A more realistic example with a dataset I am currently working on that has both numeric, categorical, and missing ("") data:

  :IDHH 1082 reals, min=7, q25=1351, q50=2548, q75=4073, max=5434
  :IDPERS bits, ones: 1082 (100%)
  :AGE 1082 reals, min=25, q25=41.17526, q50=49.492752, q75=59.814816, max=63
  :GENDER 832 (77%) x "weiblich", 250 (23%) x "maennlich"
  :MARITAL 515 (48%) x "geschieden",
           331 (31%) x "ledig",
           153 (14%) x "verwitwet",
           83 (8%) x "dauernd getrennt lebend"
  :SCHOOL 419 (39%) x "mittlere reife, realschulabschluss",
          338 (31%) x "volksschul-/hauptschulabschluss",
          217 (20%) x "abitur (hochschulreife)",
          87 (8%) x "fachoberschule, fachabitur",
          13 (1%) x "keine angabe",
          8 (1%) x "schule ohne abschluss verlassen"

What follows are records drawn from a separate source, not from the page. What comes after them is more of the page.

PR #134, opened 2022-04-05
Add semver checks

gcemaj:
Use semver for version checks instead of strings

Closes: #132

PR #140, opened 2022-05-18
Adds SBOM Formatter

ForestEckhardt:
This PR adds an SBOM Formatter similar to the one found in the (`packit/v2` implementation)[https://github.com/paketo-buildpacks/packit/blob/v2/sbom_formatter.go]. I believe that the current `libcnb` implementation is far too sparse leaving a lot of work up to either buildpack authors or library authors to decide the best way of handling the process of writing SBOMs. I believe that this interface is powerful because it allows for authors to still implement custom SBOMs however it abstracts away much of the boiler plate when it comes to having to actually manage and write the SBOM files. With this interface an author only needs to focus on writing a formatter that conforms to the `io.Reader` interface everything else will be handled for them by the library.

I would love this PR to be a conversation starter for a more unified SBOM experience as I see this as being one of the last barriers for `packit` being able to be built on top of `libcnb`.


ForestEckhardt:
> 1. I think this needs to be rebased. There appear to be unrelated file changes happening from [Removes usage of ioutil #139](https://github.com/buildpacks/libcnb/pull/139), which makes it a little hard to follow this PR.

Yeah that is my bad got ahead of myself. Rebased and hopefully should be easier to follow not.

  :WTTYPN 756 (70%) x "montag bis freitag",
          172 (16%) x "samstag",
          154 (14%) x "sonntag"
  :TMW 1082 reals, min=0, q25=0, q50=4.151436, q75=105, max=740
  :HOURS_MAINJOB 1082 reals, min=0, q25=0, q50=3.0288463, q75=9.53125, max=690
  :HOURS_ADDJOB 1082 reals, min=0, q25=0, q50=1.388621, q75=17.039537, max=450
  :THP 1082 reals, min=0, q25=141.15384, q50=263.13727, q75=386.55173, max=760
  :JUKIGR 664 (61%) x "anderer wert/trifft nicht zu oder kein wert vorhanden",
          165 (15%) x "10 bis unter 15",
          104 (10%) x "6 bis unter 10",
          80 (7%) x "18 bis unter 27",
          53 (5%) x "15 bis unter 18",
          16 (1%) x "27 und älter"
  :LEISURE 1082 reals, min=70, q25=437.74194, q50=601.8919, q75=752.069, max=960
  :USUAL_HOURS 1082 reals, min=300, q25=25138.87, q50=82259.11, q75=99997.82,
  :HHTYPE 664 (61%) x 1, 418 (39%) x 2
  :WORK bits, ones: 285 (26%)
  :MAINWAGE 1078 reals, min=0, q25=0, q50=36.24454, q75=153.93013, max=4100;
            4 (0%) x ""
  :ADDWAGE 1063 reals, min=0, q25=0, q50=6.7724867, q75=34.89418, max=1250;
           19 (2%) x ""
  :WAGE 1059 reals, min=0, q25=0, q50=16.293531, q75=49.222637, max=4100;
        23 (2%) x ""
  :NONWAGE_INCOME 1082 reals, min=0, q25=619.7917, q50=935.9649, q75=1293.9656,

This is the first time I used CL's pretty printer, so there might be a few bugs in there. The code is in the repository, you also need to update cl-num-utils.